Владимир Топорков - Наследство
– Их никто и не выталкивает, – развёл руками Безукладов, – только разумное решение предлагают. А некоторые, вместо того чтобы вести государственную политику, видеть чуть дальше собственного носа, пускаются в нигилистические рассуждения. Это я вас, между прочим, имею в виду, товарищ Трофимов. Мы ведь и без вас можем обойтись. Примем решение в облисполкоме, а республиканский Совмин утвердит, вот и конец вашему местничеству. Понятно?
Трофимов кивнул.
– А раз понятно, принимайте решение, – сказал Безукладов. – Принимайте, и в добрый час!
Трофимов встал.
– Нет, решение мы принимать не будем! Совесть, знаете ли, не позволяет.
– Значит, совесть? – усмехнулся Безукладов. – А мы её, выходит, растеряли?

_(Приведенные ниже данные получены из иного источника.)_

PR #438, opened 2020-07-10
Adds an Xstrict compiler

josh146:
Adds a strict compiler for the X class of circuits.

Ensure that the compiled program exactly matches the devices topology. As a result, this compiler only accepts :`S2gate`, `MZgate`, and `MeasureFock()` operations.

This compiler _must_ be used with an X series device specification.

```python
>>> eng = sf.RemoteEngine("X8")
>>> spec = eng.device_spec
>>> prog.compile(device=spec, compiler="Xstrict")
```


josh146:
[ch269]

heltluke:
I note that the tests involve adding dummy `Rgate` parameters or so-called "final phases". That is, if I understand correctly, for the Xstrict compiler to work on e.g. X8_01, the supplied BB program must contain 4 `S2gate`s, 12 `MZgate`s, _and_ 8 `Rgate`s.

Is this correct? If so, I suppose the docstring for the `Xstrict` class should be updated to mention the necessity of the inconsequential `Rgate`s. However, I also wonder whether these gates should be supplied by users of the Xstrict compiler, or inserted by SF...

josh146:
> However, I also wonder whether these gates should be supplied by users of the Xstrict compiler, or inserted by SF...

@heltluke this is a good point. Is requiring the user add in the final phase gates _too_ strict? What we could do is have the `Xstrict` compiler add in final phase gates with `phi=0` if they don't exist, so that the user doesn't need to specify them

heltluke:
>Is requiring the user add in the final phase gates _too_ strict? What we could do is have the `Xstrict` compiler add in final phase gates with `phi=0` if they don't exist, so that the user doesn't need to specify them.

That sounds incredibly convenient to me, but I guess we should run this by a number of others as well. @tymomboe @DavidSPhillips @lneuhaus @xanadu-zvernon

strawberryfields/program.py
```diff
@@ -572,7 +572,15 @@ def _get_compiler(compiler_or_name):
...
             bb_device = bb.loads(device.layout)
             bb_compiled = sf.io.to_blackbird(compiled)
-            user_parameters = match_template(bb_device, bb_compiled)
+
+            try:
+                user_parameters = match_template(bb_device, bb_compiled)
+            except bb.utils.TemplateError:
+                raise CircuitError(
+                    "Program cannot be used with the compiler '{}' "
+                    "due to incompatible topology.".format(compiler.short_name)
```
antalszava, line 581: Just for my own understanding: would it be sure that the reason is always `incompatible topology`? ([Seems like there could be other cases for `TemplateError` too](https://github.com/XanaduAI/blackbird/blob/60e1ae43cd97e8759496a5ecc177b16f9b0b8299/blackbird_python/blackbird/utils.py#L187), though I'd imagine that these are unlikely to arise here? :thinking: )

josh146: Oh, good catch @antalszava. Although, I would say from looking at the source code that the first three are unlikely to occur (possible even impossible to occur), since, by construction,

* Both arguments will always be a template
* This function uses the same version of BB to compute both arguments

josh146:
> That sounds incredibly convenient to me, but I guess we should run this by a number of others as well.

@heltluke I've just gone through the logic again, and unfortunately this is somewhat non-trivial just by construction. The way this compiler is written, it _avoids_ compilation and just performs a simple equivalence check. I might merge this in now as-is, and we can make a new PR to add in this behaviour.

PR #439, opened 2020-07-13
Check for complex arguments for symbolic parameters

antalszava:
**Context:**
The parameters of the `Dgate`, `Coherent` and `Displacedsqueezed` gates are checked such that no complex values are passed as gate parameters. This check is performed on the arguments when creating the gates. At this point, however, parameters can be symbolic. In such a case the check does not apply to the parameter value as it is substituted later (at runtime).

An example of a gate with a symbolic parameter:
```python
prog = sf.Program(1)

with prog.context as q:
    ops.MeasureHD | q[0]
    ops.Dgate(q[0].par) | q

print(q[0].val)
```
Outputs:
```
None
```
Moves the checking of arguments to the `_apply` method. Checks are applied to the output of the `par_evaluate` method such that numeric values are substituted to gate parameters.

With this change, checks will happen when the gates are applied (for example calling the `engine.run` method) rather than upon the creation of the gates.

Да вы опасный человек, Трофимов, зря вам власть доверили…
– Народ доверил, – сказал Трофимов тихо, словно вытолкнул слова сквозь сжатые губы.
– Народ, говорите? Нет, не народ, а мы, партия, вот кто. Ну ладно, идите…
Когда дверь за Трофимовым захлопнулась, Кудрявцев воскликнул:
– Мальчишка!
– Ищите ему замену, – буркнул Безукладов. – И чем скорее, тем лучше. А это, что там Герцен говорил, вы для меня перепишите. Что-то много желающих колхозный строй расшатать появилось…
* * *Недели через полторы Бобров попросил девятиклассников остаться после уроков. Ребята посмотрели на него с любопытством, и Евгений Иванович объяснил:
– Должок за мной есть. Помните, я на один ваш вопрос не ответил? Да и посоветоваться надо. А впрочем, дело это добровольное…
После уроков в классе сидели все ученики. И Бобров заговорил. Он говорил про русский чернозём, про простого агронома Николая Спиридоновича Белова, про исчезающую силу земли, на которой они живут и на которой им предстоит стать взрослыми, растить своих детей и внуков.
Говорил он долго, вспомнил о великом подвижнике Докучаеве, посвятившем свою жизнь русскому чернозёму, о князе Викторе Васильчикове, который одним из первых в России забил тревожный набат по родной земле.
– В прошлый раз мне задали вопрос, почему я ушёл из колхоза. Кажется, ты, Глебов, задал? – Евгений Иванович посмотрел на вихрастого паренька. – Так вот, отвечаю тебе и всем остальным, только как бы это понятнее объяснить… Когда великая боль вселяется в душу, трудно мириться с несправедливым отношением к земле. Вот и не понравился я кое-кому, потому и пришлось уйти… – Бобров сделал паузу, а потом сказал: – Но оставил я вас, собственно, не для этого. Давайте о деле поговорим, весна ведь скоро…
– Ну и что? – спросил кто-то, но на него сразу шикнули, и в классе снова воцарилась тишина.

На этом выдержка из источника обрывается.